"This is what the mountain is like when nobody's here," announced Sierra-at-Tahoe's Ski and Snowboard School Director, Kevin Mitchell, his voice and the dull hum of a chairlift being the only sounds filling the early morning air.
Stretched out behind Mitchell at 8:30 a.m. Wednesday were freshly groomed runs in Sierra's West Bowl, separated by a blanket of new snow unscathed by hungry powder hounds.
Mitchell's announcement came during the launch of a new program at the resort for the 2007-08 winter season: Early chairlift loading on powder days.
Here's how it works: Less than 24 hours before selected powder days this season, representatives from the resort plan to call a limited number of randomly chosen season passholders and tell them they are welcome to ride the resort's West Bowl Express chairlift 30 minutes before any of the resort's lifts open to the general public.
Due to state regulations, non-passholders also can apply to the program by submitting information to the resort, according to Sierra spokeswoman Mindi Befu.
There are 10 spots each time the resort fires up the program, but Befu estimated she offered early rides to about 50 passholders Tuesday.
Many declined the invitation because of work obligations, Befu said.
Six of the invitees, both skiers and snowboarders, made it to the resort on time to catch the first day of the program, including Pleasanton resident Sean Googins, who was pleased with the amount of elbow room at the resort.
"Usually when I get here, there's a line," Googins said.
Traveling to the resort on such short notice did come with some challenges, though.
The Vallejo firefighter said his wife was suspicious of the message left by the resort spokeswoman, saying she thought it could be a ploy by her husband's friends to get him up to the mountains.
"She said, 'Someone called for you and acted like you won something,' " Googins said.
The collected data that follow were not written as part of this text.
PR #182, opened 2026-04-26
Cover skill validator type-mismatch branches

jhgaylor:
## Summary

- Stacked on top of #181.
- Existing skill-validator tests covered missing-field cases (`if field not in skill` branch) but not present-but-wrong-type cases. Adds parametrized type-mismatch tests for inline `{name, description, content}` and github `{type, source, name}`.
- Without these branches pinned, an SDK that sent `description=42` by mistake would slip past the missing-field check and crash later when the validator tried to `len()`/`encode()` it (inline) or regex-match it (github `source`) — the user would see a 500 instead of a 422 with an actionable message.
- Pins lines 75, 94, 97 in `views/agents.py`. `views/agents.py` 97.37% → 98.36%; total 98.49% → 98.63%.

## Test plan

- [x] `make test` passes (565 passed, +6)
- [x] `make coverage` reports `views/agents.py` 98.36%

### DIFF
--- a/tests/test_skills.py
+++ b/tests/test_skills.py
@@ -117,6 +117,20 @@ class TestSkillsValidation:
         assert resp.status_code == 422
         assert "content" in str(resp.json()["detail"]).lower()
 
+    @pytest.mark.parametrize("field", ["name", "description", "content"])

He explained how he convinced his wife the phone call was authentic and found someone to fill in for him at work before leaving Pleasanton at 4 a.m. Wednesday to take advantage of the invitation.
And take advantage he did, tearing through a half-foot of fresh snow between the trees lining the resort's Dogwood and Clipper runs before anyone else had a chance.
Although the 6 inches of new snow greeting the program's first participants seemed like a token amount after a week of storms that coated the resort in more than 7 feet of snow, no complaints were heard from Sierra's first round of early loaders.
The near-silence of fresh tracks cut in the morning may have been enough to drown out the complaints, anyway.